I haven't actually looked into implementing this yet, so let me know if it might not be as straightforward as I'm imagining.
- yaml-cpp API incompatibilities.
This is probably the most concerning thing to me. API versioning and compatibility issues can be a dealbreaker. However, it looks like the yaml-cpp license is very open, and would permit us to include a copy in the DART repo. We could hide it behind a dart::yaml namespace to avoid namespace collisions. I could understand if someone objects to this idea on the grounds that it would be overkill, but it seems preferable to the potential nightmare of API/ABI incompatibilities.
I don't know of any other markup formats that would allow a user to easily "script" a skeleton by hand, and I think YAML would be extremely well suited for this. But if anyone has any other suggestions, I'm definitely open to it. XML has always seemed like a rather ugly thing to have to handle manually, and I'd very much like to replace it if a better alternative exists.
Correct me if I'm wrong, but to me it looks to me like YAML has the potential for being complicated, but we can choose to use it in a simple way. To be honest, the things that you linked look mostly like jibberish to me at the moment, which does support your point about YAML being complicated. Are these all features that we necessarily need to be concerned about, or can we just choose to not use any of it?
For better or for worse, all of these features are part of the YAML spec. They're mostly handled by the YAML library (e.g. yaml-cpp), but they occasionally leak through. For example, YAML files may contain cycles. This complicates parsing, since a naïve parser may get stuck in an infinite loop.
I imagine we can write a simple templated function for Eigen structures that will dump the contents of an arbitrary Eigen structure into YAML in a clean way.
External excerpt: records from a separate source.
PR #7339, opened 2019-12-15
port bomb rebalance from tg

SomeguyManperson:
bombs are more dependable for knockdown but don't full stun
original PR: tgstation/tgstation#45819

#### Changelog

:cl:  81Denton
tweak: Explosions now cause knockdown instead of KOs, with the amount of time scaling off bomb armor. Heavy explosions still cause a ~2 second KO for follow up attacks.
tweak: Devastating explosions now no longer gib players with more than 50 bomb armor. This used to be more or less random depending on the amount of bomb armor.
tweak: Removed reagent explosion code that would trigger for <1 amount reactions.
/:cl:


Readystorm546:
Can we go back to 5/10/20

PR #7349, opened 2019-12-17
Airlocks now tell you where they lead

Amelia0010:
It's not exactly perfect, if both sides are in the same area then the airlock will say it leads to that area on both sides, but you know, such is life


AsV9:
I mean what could go wrong

PR #7358, opened 2019-12-18
Fixes boris preventing law display on round end

Lostlarry:
fixes couple of UI problems with AI

:cl:   
bugfix: boris module no longer prevents laws displayn on round end
bugfix: borgs no longer have the PDA verbs
tweak: AI alert UI made look better
/:cl:


code/__HELPERS/roundend.dm
```diff
@@ -359,7 +359,10 @@
 		if(aiPlayer.mind)
 			parts += "<b>[aiPlayer.name]</b> (Played by: <b>[aiPlayer.mind.key]</b>)'s laws [aiPlayer.stat != DEAD ? "at the end of the round" : "when it was <span class='redtext'>deactivated</span>"] were:"
 			parts += aiPlayer.laws.get_law_list(include_zeroth=TRUE)
-
+		else if(aiPlayer.deployed_shell)
```
alexkar598:
```suggestion
		else if(aiPlayer?.deployed_shell?.mind)
```
Just a tiny improvement, makes it take less code, else if leading into an if is yucky

Lostlarry: aiPlayer will always be reference to object unless the global AI list got fucked up

PR #7666, opened 2020-01-18
smoking is now bad for you

SomeguyManperson:
% chances subject to change it's the same % as ephedrine currently
:cl:  
rscadd: Nicotine addictions now can cause you to drop items
rscadd: overdosing on nicotine will cause lung damage
/:cl:

### DIFF
--- a/code/modules/reagents/chemistry/reagents/drug_reagents.dm
+++ b/code/modules/reagents/chemistry/reagents/drug_reagents.dm
@@ -60,11 +60,16 @@
 /datum/reagent/drug/nicotine/overdose_process(mob/living/M)
 	M.adjustToxLoss(0.1*REM, 0)
 	M.adjustOxyLoss(1.1*REM, 0)
+	M.adjustOrganLoss(ORGAN_SLOT_LUNGS, 2*REM)
 	..()
 	. = 1
 
 /datum/reagent/drug/nicotine/addiction_act_stage1(mob/living/M)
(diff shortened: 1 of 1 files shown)


MegaEmpirical:
How do you even fix lung damage? New lung?

SomeguyManperson:
Or lobectomy surgery iup think its called, organs will heal on their own if they haven't entirely failed they are just slightly less efifcient untilу the damage is under certain amounts

Hopekz:
So how long of chain smoking to see effects? (looks like about 30-40ish minutes to me but I may be doing mental math wrong)

Moja10:
dropping items is too powerful of an addiction, keep in mind that dropping items was added to ephedrine in order to weaken it's use in combat and here we are adding a 40% drop chance just because someone smoked for very little in game benefit.

SomeguyManperson:
It's not because they smoked a little for antistuns, it's because they either A: smoked long enough to become addicted then didn't keep the addiction up, or B: took the smoker trait which currently has no downside for people without mood enabled since nicotine's addiction is completely harmless aside from the baseline addiction mood debuffs

Hopekz:
Not completely against it but maybe dropping items seems a bit too much of a side-effect?
Not sure what it would be replaced with just never seen smokers literally drop items because they can't get a smoke

deathslayer2481:
Fucking Cigars are lethal.

PR #7685, opened 2020-01-21
Removes the absolution special holoparasite ability for not being a jojo reference

SomeguyManperson:
The ability also has way more practical use than the other two special abilities since it makes the user literally invincible while the parasite is manifested

also it's not a jojo reference 👎 
:cl:  
rscdel: Removes the absolution holoparasite special ability since its not a jojo reference
/:cl:


nesisknesis:
image

Hopekz:
I saw you use this. 
Borderline OP especially with the absolution stands having max range so the user doesn't even need to put themselves in danger (not that they would be in any danger in the first place unless maxcapped or something)

SomeguyManperson:
damage can only be taken through the holoparasite or extensive burning and since the holoparasite has to be stat buffed to even get the ability it's probably got maximum defense or damn close

ghost:
> since its not a jojo reference

how'd you figure it out? also, [20th Century Boy](https://jojo.fandom.com/wiki/20th_Century_Boy).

All of the data that would warrant careful formatting would be Eigen structures anyway, so that single templated function ought to be able to cover most of our formatting needs.
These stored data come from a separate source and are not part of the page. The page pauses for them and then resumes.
PR #7696, opened 2020-01-24
chaplain holyparasites don't stop mulligan

SomeguyManperson:
this POSSIBLY delays mulligans or round end when on antagonist death stuff triggers

:cl:  
bugfix: holyparas probably don't prevent round end on antagonist death/mulligan
/:cl:

### DIFF
--- a/code/game/objects/items/holy_weapons.dm
+++ b/code/game/objects/items/holy_weapons.dm
@@ -693,9 +693,9 @@
 		G.key = C.key
 		G.mind.enslave_mind_to_creator(H)
 		G.RegisterSignal(H, COMSIG_MOVABLE_MOVED, /mob/living/simple_animal/hostile/guardian.proc/OnMoved)
-		var/datum/antagonist/guardian/S = new	
-		S.stats = stats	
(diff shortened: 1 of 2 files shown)


MegaEmpirical:
Mind adding a way to pull up holoparasites then? I don't care if they turn a round into extended, I care about bring to identify them.

SomeguyManperson:
this would only remove the chaplain's holyparasite, other holoparasites aren't effected

MegaEmpirical:
Whilst that's good, I was referring to all (holy included).

Hopekz:
I don't like this change because right now there is no easy way to pull up all holo-paras (yes including the holy one).
Until that feature exists not adding them in is just kind of a "fuck you" to admins.

Amelia0010 (changes requested):
Set holoparasite antag datums' `prevent_roundtype_conversion` to `FALSE` instead

Amelia0010 (approved):

alexkar598:
Lyis and hopek points have been fixed so I will disregard their opinions

PR #7697, opened 2020-01-24
Random Role Option (Late Game Joining)

apocist:

This adds a option to the Job Selection page when entering Late/Mid-Round.
A new job category 'Random' with a job title 'Random Job' added to give a random role to those that missed out on that random chance happening at Game Start.

### Reasons:

This is a quality of life recommendation for those that miss that 5 minute joining window between 2 hour long matches. Half time I enter the server and just sit there waiting for 1-120 minutes so I can get a random job when a new game starts.

Desired TODO for future: An option to use the Job Preferences as well

------

Added 'GetRandomJob' functions and moved the functionality from 'GiveRandomJob' into them for reuse elsewhere.

#### Changelog

:cl:  
rscadd: Adds 'Random Job' to Late Join Job Selection 
rscadd: Added 'GetRandomJob' proc to Job def
tweak: Moved around Job Functions to avoid duplication (all existing intact) 
/:cl:

### DIFF
--- a/code/controllers/subsystem/job.dm
+++ b/code/controllers/subsystem/job.dm
@@ -78,8 +78,8 @@ SUBSYSTEM_DEF(job)
 		SetupOccupations()
 	return type_occupations[jobtype]
 
-/datum/controller/subsystem/job/proc/AssignRole(mob/dead/new_player/player, rank, latejoin = FALSE)
-	JobDebug("Running AR, Player: [player], Rank: [rank], LJ: [latejoin]")
+// Checks for if player is Assignable to Role
+/datum/controller/subsystem/job/proc/CanAssignRole(mob/dead/new_player/player, rank)
 	if(player && player.mind && rank)
 		var/datum/job/job = GetJob(rank)
 		if(!job)
@@ -90,6 +90,14 @@ SUBSYSTEM_DEF(job)
 			return FALSE
 		if(job.required_playtime_remaining(player.client))
 			return FALSE
+		return TRUE
+	return FALSE
+
+// Attempts to Assign player to Role
+/datum/controller/subsystem/job/proc/AssignRole(mob/dead/new_player/player, rank, latejoin = FALSE)
+	JobDebug("Running AR, Player: [player], Rank: [rank], LJ: [latejoin]")
+	if(CanAssignRole(player, rank)
+		var/datum/job/job = GetJob(rank)
 		var/position_limit = job.total_positions
 		if(!latejoin)
 			position_limit = job.spawn_positions
@@ -131,8 +139,8 @@ SUBSYSTEM_DEF(job)
 			candidates += player
 	return candidates
 
-/datum/controller/subsystem/job/proc/GiveRandomJob(mob/dead/new_player/player)
-	JobDebug("GRJ Giving random job, Player: [player]")
+// Fetch a random job that a specific player can use
+/datum/controller/subsystem/job/proc/GetRandomJob(mob/dead/new_player/player)
 	. = FALSE
 	for(var/datum/job/job in shuffle(occupations))
 		if(!job)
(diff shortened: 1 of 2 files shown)


ynot01:
why?

apocist:
> why?

Is that a meme? 
`to give a random role to those that missed out on that random chance happening at Game Start.`

It's a quality of life recommendation for those that miss that 5 minute joining window between 2 hour long matches. Half time I enter the server and just sit there waiting for 1-120 minutes so I can get a random job when a new game starts.

code/controllers/subsystem/job.dm
```diff
@@ -164,9 +172,18 @@ SUBSYSTEM_DEF(job)
 			continue
 
 		if((job.current_positions < job.spawn_positions) || job.spawn_positions == -1)
-			JobDebug("GRJ Random job given, Player: [player], Job: [job]")
-			if(AssignRole(player, job.title))
-				return TRUE
+			JobDebug("GRJ Random job can give, Player: [player], Job: [job]")
+			if(CanAssignRole(player, job.title))
```
alexkar598: Duplicate check, the stuff CanAssignRole checks for is already checked for above

code/modules/mob/dead/new_player/new_player.dm
```diff
@@ -161,6 +162,12 @@
 				to_chat(usr, "<span class='warning'>Server is full.</span>")
 				return
 
+		// Check if random role is requested
+		if(href_list["SelectedJob"] == "Random")
+			var/datum/job/job = SSjob.GetRandomJob(src)
+			if(job != FALSE)
```
alexkar598: You need to abort if the job is false as it's going to try spawning the person with the role of "Random"

Add an if(!job)
                     Return

Preferably with some error message to the user

code/controllers/subsystem/job.dm
```diff
@@ -78,8 +78,8 @@ SUBSYSTEM_DEF(job)
 		SetupOccupations()
 	return type_occupations[jobtype]
 
-/datum/controller/subsystem/job/proc/AssignRole(mob/dead/new_player/player, rank, latejoin = FALSE)
-	JobDebug("Running AR, Player: [player], Rank: [rank], LJ: [latejoin]")
+// Checks for if player is Assignable to Role
+/datum/controller/subsystem/job/proc/CanAssignRole(mob/dead/new_player/player, rank)
```
alexkar598: There isn't much reason to move the checks out of the proc into another one

alexkar598 (changes requested):

code/controllers/subsystem/job.dm
apocist: For the sake of re-usability and not duplicating the logic checks originally found in `/datum/controller/subsystem/job/proc/AssignRole`, those logic checks were moved to and recreated with `/datum/controller/subsystem/job/proc/CanAssignRole`

The same goes to `/datum/controller/subsystem/job/proc/GiveRandomJob`, where the grabbing of a random job has been moved and is now first done with the new proc `/datum/controller/subsystem/job/proc/GetRandomJob` where it finds a Job that's actually select-able by using the reusable proc `CanAssignRole()` to ensure that the a Role can be used by that player...otherwise find the next random Role (until it runs out and returns null)

apocist: Please take a look at https://github.com/yogstation13/Yogstation/pull/7697/files/2ad5ab94e1fb9f7f48bc22e6e0f9c60e514d205d#diff-80ea298b5ebb3d34358d35f2393c6cec for my reasons of trying not to duplicate code

code/modules/mob/dead/new_player/new_player.dm
apocist: True. I figured it wasn't that needed as the AssignRole() will also abort the job assignment with an error. I can see about a new message to returning there.

code/controllers/subsystem/job.dm
apocist: CanAssignRole() is required here as it's looping through each of the possible jobs. If a job it gets isn't assignable for other reasons, it'll still look for the next job in the list.

Without this check, it could commonly send back a Job that couldn't be assigned and the button for joining as a 'Random Job' could possibly fail a couple of times for no reason (e.g. faulty)

code/modules/mob/dead/new_player/new_player.dm
apocist: Fixed

code/modules/mob/dead/new_player/new_player.dm
```diff
@@ -161,6 +162,14 @@
 				to_chat(usr, "<span class='warning'>Server is full.</span>")
 				return
 
+		// Check if random role is requested
+		if(href_list["SelectedJob"] == "Random")
+			var/datum/job/job = SSjob.GetRandomJob(src)
+			if(!job)
+				to_chat(usr, "<span class='warning'>There is no randomly assignable Job at this time. Please manually choose one of the other possible options.</span>")
```
alexkar598, line 169: Job should be jobs or job i cant grammar but it shouldn't be capitalized either case

alexkar598 (changes requested):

I am not sure how to tell recent of yaml-cpp(> 0.5) to switch between block and flow style. It appears that the latest master added a SetStyle method to YAML::Node to enable this. However, this function does not exist in the version of yaml-cpp shipped with Ubuntu 14.04 and is labeled with: "WARNING: This API might change in future releases."
Setting block vs flow has a huge effect on readability. Suppose you have a 3 x 3 identity matrix. I would write the matrix in YAML like this:
- [1, 0, 0]
- [0, 1, 0]
- [0, 0, 1]
In that case, the outer list is block and the inner lists are flowed. This is what it looks like with everything flowed:
[[1, 0, 0], [0, 1, 0], [0, 0, 1]]
And, even worse, this is what it looks like with everything block. I believe this is the default in yaml-cpp:
-
- 1
- 0
- 0
-
- 0
- 1
- 0
-
- 0
- 0
- 1
yaml-cpp API incompatibilities.
This is actually less of an issue than I realized. There was a major API change in yaml-cpp between versions < 0.5, which was the default in Ubuntu 12.04, and > 0.5, which is the default in Ubuntu 14.04. The API should be relatively stable now.
This is a moot point. It's nearly impossible (from my experience) to build DART on Ubuntu 12.04, anyway: it requires installing an updated version of GCC (for C++11 support) and several system libraries (e.g. Assimp, CCD, FCL). It seems safe to assume, at least on Linux, that the user will have access to yaml-cpp >= 0.5.
This issue has been automatically marked as stale because it has not had recent activity. It will be closed in 7 days if no further activity occurs. Thank you for your contributions.